BEGIN Materials provided

PR #640, opened 2022-11-07
compile time features for the cases without Driver and without the headboard

nkrackow:
I'm not sure where exactly to put this best. Having the state machine transitions different depending on compile time features is not possible, right?

### DIFF
--- a/Cargo.toml
+++ b/Cargo.toml
@@ -73,6 +73,8 @@ version = "0.12.2"
 [features]
 nightly = [ ]
 pounder_v1_0 = [ ]
+no_driver = [ ]
+no_headboard = [ ]
 
 [profile.dev]
 codegen-units = 1
--- a/Cargo.toml
+++ b/Cargo.toml
@@ -71,10 +71,10 @@ features = ["stm32h743v", "rt", "ethernet", "xspi"]
 version = "0.12.2"
 
 [features]
+default = ["ai_artiq_laser_module"]
 nightly = [ ]
 pounder_v1_0 = [ ]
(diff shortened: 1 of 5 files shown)


jordens (changes requested):
what's breadboard? what's it's real name?
You can also `#[allow(unused something something)]` to suppress the lint. Whatever feels easier.
Negative `no_X` features are clearly a bad idea. Especially if you then negate them all again! Instead make them positive and change `default-features` if you are really worried about having to pass them.
And consider rather having one feature that allows you to work in your current mockup environment, not two.

jordens:
Then why not call it "laser module" as in the design? It's certainly not a breadboard.

Are you sure the use case without the laser module is well defined? (I.e. written down). Then you can judge whether it's worth it carrying it through as a feature, or whether run-time detection is much easier (`Option<Mcp...>`), or whether it's a hack done by editing the code.

nkrackow:
I mean the likelyhood of driving _a_ laser module with driver is fairly high. It might just not be the ai-artiq module with its specific carrier board. I've called it "ai-artiq-laser-module" now.
I would argue that this is best implemented as a feature, will certainly happen at FBH that they test Driver on another laser module.
The case without Driver is a hack for development, so I've reverted back to just commenting out the one line in this case.

nkrackow:
Do you think run-time detection for the laser module is better? I guess it could be that I wanted to connect the headboard but just failed to do so correctly.

jordens:
It's only better if the features stuff becomes annoying.

jordens (approved):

END Materials provided

→ Task to carry out
Return the entries above exactly as they were written.

→ Output of the task
PR #640, opened 2022-11-07
compile time features for the cases without Driver and without the headboard

nkrackow:
I'm not sure where exactly to put this best. Having the state machine transitions different depending on compile time features is not possible, right?

### DIFF
--- a/Cargo.toml
+++ b/Cargo.toml
@@ -73,6 +73,8 @@ version = "0.12.2"
 [features]
 nightly = [ ]
 pounder_v1_0 = [ ]
+no_driver = [ ]
+no_headboard = [ ]
 
 [profile.dev]
 codegen-units = 1
--- a/Cargo.toml
+++ b/Cargo.toml
@@ -71,10 +71,10 @@ features = ["stm32h743v", "rt", "ethernet", "xspi"]
 version = "0.12.2"
 
 [features]
+default = ["ai_artiq_laser_module"]
 nightly = [ ]
 pounder_v1_0 = [ ]
(diff shortened: 1 of 5 files shown)


jordens (changes requested):
what's breadboard? what's it's real name?
You can also `#[allow(unused something something)]` to suppress the lint. Whatever feels easier.
Negative `no_X` features are clearly a bad idea. Especially if you then negate them all again! Instead make them positive and change `default-features` if you are really worried about having to pass them.
And consider rather having one feature that allows you to work in your current mockup environment, not two.

jordens:
Then why not call it "laser module" as in the design? It's certainly not a breadboard.

Are you sure the use case without the laser module is well defined? (I.e. written down). Then you can judge whether it's worth it carrying it through as a feature, or whether run-time detection is much easier (`Option<Mcp...>`), or whether it's a hack done by editing the code.

nkrackow:
I mean the likelyhood of driving _a_ laser module with driver is fairly high. It might just not be the ai-artiq module with its specific carrier board. I've called it "ai-artiq-laser-module" now.
I would argue that this is best implemented as a feature, will certainly happen at FBH that they test Driver on another laser module.
The case without Driver is a hack for development, so I've reverted back to just commenting out the one line in this case.

nkrackow:
Do you think run-time detection for the laser module is better? I guess it could be that I wanted to connect the headboard but just failed to do so correctly.

jordens:
It's only better if the features stuff becomes annoying.

jordens (approved):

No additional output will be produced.